NAU global change ecologist leads NASA satellite study of rapid greening across Arctic tundra

As Arctic summers warm, Earth’s northern landscapes are changing. Using satellite images to track global tundra ecosystems over decades, a team of researchers finds the region has become greener as warmer air and soil temperatures lead to increased plant growth.

“The Arctic tundra is one of the coldest biomes on Earth, and it’s also one of the most rapidly warming,” said Logan Berner, assistant research professor with Northern Arizona University’s School of Informatics, Computing, and Cyber Systems (SICCS), who led the research in collaboration with scientists at eight other institutions in the United States, Canada, Finland and the United Kingdom. “This Arctic greening we see is really a bellwether of global climatic change—it’s this biome-scale response to rising air temperatures.”

The study, published this week in Nature Communications, is the first to measure vegetation changes across the Arctic tundra, from Alaska and Canada to Siberia, using satellite data from Landsat, a joint mission of NASA and the U.S. Geological Survey.

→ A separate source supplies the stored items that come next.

PR #232, opened 2020-02-19
Bug#15935

sgrg1:
Fix issue with consecutive days range .

### DIFF
--- a/src/common/DatesUtilities.js
+++ b/src/common/DatesUtilities.js
@@ -6,10 +6,7 @@ import {
   endOfMonth,
   format,
   startOfDay,
-  startOfMonth,
-  getYear,
-  getMonth,
-  getDate
+  startOfMonth
 } from "date-fns";
 
 const DefaultDateFormat = "MMMM d, yyyy";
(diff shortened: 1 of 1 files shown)


src/common/DatesUtilities.js
```diff
@@ -104,8 +104,9 @@ const GetMaxExemptionEndDate = (monthlyData = []) => {
   const { month, year } = monthlyData.filter(hasExemption).pop();
   return endOfMonth(new Date(year, month - 1, 1));
 };
-const IsDateRangeAtLeast90Days = (fromDate, toDate) =>
-  differenceInDays(toDate, fromDate) >= 90;
+const IsDateRangeAtLeast90Days = (fromDate, toDate) => {
+  return differenceInDays(toDate, fromDate) + 1 >= 90;
```
martypowell: why are we adding 1 here?

sgrg1: If you have todate: 02/29/2020 and from date 02/01/2020. differenceInDays function is returning 28 days(29-1) but actually we wanted total 29 days. That is why I am adding +1 to compensate the missing day.

martypowell: can we add a comment to day that differenceInDays does not account for full days for example
jan 1 2019 to jan 31 2019 returns 30 days?

sgrg1: comment added

PR #234, opened 2020-03-18
Fix bug#16506  on Returns Submitted on the 31st

sgrg1:
Bug 16506.
it was actually calculating Penalty incorrectly.


martypowell:
@sgrg1 the bug says interest but in the overview it says penalty? is that just a typo?

sgrg1:
There was no problem with interest . Penalty had problem

martypowell:
@sgrg1 are you saying that Bug 16506 is not reproducible?

sgrg1:
I could not recreate that bug when I pass 01/31/2020 as a submitted date but I saw incorrect penalty amount for that date.

martypowell:
> I could not recreate that bug when I pass 01/31/2020 as a submitted date but I saw incorrect penalty amount for that date.

So you should update that particular bug as not able to reproduce and ensure with that the business owner confirms that is no longer an issue. Then log the bug that you found, so that the code can be reviewed based on that criteria.

PR #236, opened 2020-03-25
fix penalty calculation

sgrg1:
bugfix for #16084. penalty was not calculated correctly .


sgrg1:
test case added

martypowell:
> test case added

@sgrg1 woudln't you want to test that the penalty is also applied after two months?

sgrg1:
Added second test case for more than one month delay

PR #237, opened 2020-05-11
Bug#17153 update currency amounts

sgrg1:
Update Currency Amounts to Include Commas and Decimals

### DIFF
--- a/src/common/Calculations.js
+++ b/src/common/Calculations.js
@@ -51,7 +51,7 @@ const PreserveDecimalFormatNumber = n => {
 };
 const FormattedAmount = (value, isNegativeValue) => {
   let fieldValue = 0;
-  if (value === "") {
+  if (value.trim() === "") {
     return [0, fieldValue];
   }
 
--- a/src/common/Calculations.js
+++ b/src/common/Calculations.js
@@ -38,8 +38,56 @@ const ParseAmountToFloat = amount => {
 };
 const FormatNumber = n => {
   // format number 1000000 to 1,234,567
-  console.log("n value:" + n);
-  return n.toString().replace(/\D/g, "").replace(/\B(?=(\d{3})+(?!\d))/g, ",");
+  return n
+    .toString()
+    .replace(/^0+/, "")
+    .replace(/\D/g, "")
+    .replace(/\B(?=(\d{3})+(?!\d))/g, ",");
+};
+const PreserveDecimalFormatNumber = n => {
+  return n.toString().indexOf(",") >= 0
+    ? n
+    : n.toString().replace(/\B(?=(\d{3})+(?!\d))/g, ",");
+};
+const formattedAmount = (value, isNegativeValue) => {
+  let fieldValue = 0;
+  if (value === "") {
+    return [0, fieldValue];
+  }
+
+  if (value.indexOf(".") >= 0) {
+    var decimal_pos = value.indexOf(".");
+    var left_side = value.substring(0, decimal_pos);
+    var right_side = value.substring(decimal_pos);
+    if (left_side.length > 0) {
+      value =
+        FormatNumber(left_side) +
+        "." +
+        FormatNumber(right_side).substring(0, 2);
+
+      fieldValue = isNegativeValue
+        ? -ParseAmountToFloat(value)
+        : ParseAmountToFloat(value);
+    } else {
+      var rightSideLength = right_side.length;
+      var rightFormatedValue = "." + FormatNumber(right_side).substring(0, 2);
+      value = rightSideLength === 1 ? value : rightFormatedValue;
+      fieldValue =
+        rightSideLength === 1
+          ? 0
+          : isNegativeValue
+          ? -ParseAmountToFloat(rightFormatedValue)
+          : ParseAmountToFloat(rightFormatedValue);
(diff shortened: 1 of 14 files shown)


src/common/Calculations.js
```diff
@@ -33,6 +33,63 @@ const CalculateTaxCollected = (
   taxRate = RatesAndFees.TransientTaxRate
 ) => roundCurrency(netRoomRentalCollections * taxRate);
 
+const ParseAmountToFloat = amount => {
```
martypowell, line 36: These functions seem more like [FormatUtilities](https://github.com/baltimorecounty/react-transient-tax/blob/integration/src/common/FormatUtilities.js) than Calculations. It would also be good to add at least one test for each of these functions.

martypowell: Also would be nice to have at least a one line summary for each function. There are several examples of this in the common folder.

src/components/formik/PaymentField.jsx
```diff
@@ -15,22 +18,23 @@ const CustomInputComponent = ({
...
     /** IE 11 valueAsNumber does not work, so we have to use the string "value" from the target */
-    const { value, valueAsNumber } = formattedNumber.target;
-    const currencyValue = valueAsNumber || parseFloat(value);
-
-    setValue(!currencyValue ? undefined : Math.abs(currencyValue));
-    setFieldValue(
-      name,
-      !currencyValue ? 0 : isNegativeValue ? -currencyValue : currencyValue
-    );
+    let value = formattedNumber.target.value.trim();
```
martypowell, line 33: this can be cleaned up a bit.

```js
const [value, fieldValue] = FormattedAmount(formattedNumber.target.value.trim(), isNegativeValue);

setValue(value);
setFieldValue(name, fieldValue);
```

you may also want to handle the trim inside of FormattedAmount instead of here, so that you don't have to do this every time you call this function.

src/components/forms/MonthlyPaymentForm.jsx
```diff
@@ -51,8 +51,16 @@ const MonthlyPaymentForm = props => {
...
-        grossRentalCollected: Yup.number()
-          .min(0.01, "Specify an amount for gross occupancy.")
+        grossRentalCollected: Yup.string()
+          .test(`test-name`, `Specify an amount for gross occupancy.`, function(
+            value
+          ) {
+            return (value !== undefined
+              ? Number(value.toString().replace(/,/g, ""))
+              : 0) >= 0.01
+              ? true
```
martypowell, line 61: a ternary operator is not neccessary if the condition results to a true/ false value, for example

```js
const isTwo = 1 + n === 2 ? true : false;
```

is the same as

```js
const isTwo = 1 + 1 === 2;
```

the condition always returns a boolean like in your condition

```js
(value !== undefined
  ? Number(value.toString().replace(/,/g, ""))
  : 0) >= 0.01
```

src/common/FormatUtilities.js
```diff
@@ -18,4 +18,84 @@ const FormatCurrency = dollarAmount => currencyFormatter.format(dollarAmount);
...
+/**
+ * Parse string to float
+ * @param {string} amount
+ */
+const ParseAmountToFloat = amount => {
+  return parseFloat(amount.toString().replace(/,/g, ""));
+};
+/**
+ * Format enter amount to currency string
+ * @param {string} n
```
martypowell, line 30: if n is really a string you shouldn't need to convert it to a string on line 35?

src/common/FormatUtilities.js
```diff
@@ -18,4 +18,84 @@ const FormatCurrency = dollarAmount => currencyFormatter.format(dollarAmount);
...
+const FormatNumber = n => {
+  // format number 1000000 to 1,234,567
+  return n
+    .toString()
+    .replace(/^0+/, "")
+    .replace(/\D/g, "")
+    .replace(/\B(?=(\d{3})+(?!\d))/g, ",");
+};
+/**
+ * preserve currency string with deciaml when previous button is clicked
```
martypowell, line 41: This function isn't specific to a button being clicked, that just happens to be where you are using it. A summary should only talk about the function it's describing.

src/common/FormatUtilities.js
```diff
@@ -18,4 +18,84 @@ const FormatCurrency = dollarAmount => currencyFormatter.format(dollarAmount);
...
+ * @param {string} n
```
martypowell, line 42: same comment as above, is this a string? because you are calling toString below.

src/components/forms/MonthlyPaymentForm.jsx
sgrg1: done

src/common/FormatUtilities.js
sgrg1: done

src/common/FormatUtilities.js
sgrg1: done

src/common/FormatUtilities.js
sgrg1: done

src/common/FormatUtilities.js
sgrg1: done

Scientists use Landsat data to determine how much actively growing vegetation is on the ground—greening can represent plants growing more, becoming denser or shrubs encroaching on typical tundra grasses and moss.

When the tundra vegetation changes, it impacts not only the wildlife that depend on certain plants, but also the people who live in the region and depend on local ecosystems for food. While active plants will absorb more carbon from the atmosphere, the warming temperatures are also thawing permafrost, releasing greenhouse gasses. The research is part NASA’s Arctic Boreal Vulnerability Experiment (ABoVE), which aims to better understand how ecosystems are responding in these warming environments and its broader implications.

Berner and his colleagues, including SICCS faculty Patrick Jantz and Scott Goetz along with postdoctoral researcher Richard Massey and research associate Patrick Burns, used the Landsat data and additional calculations to estimate the peak greenness for a given year for each of 50,000 randomly selected sites across the tundra. Between 1985 and 2016, about 38 percent of the tundra sites across Alaska, Canada and western Eurasia showed greening. Only 3 percent showed the opposite browning effect, which would mean fewer actively growing plants.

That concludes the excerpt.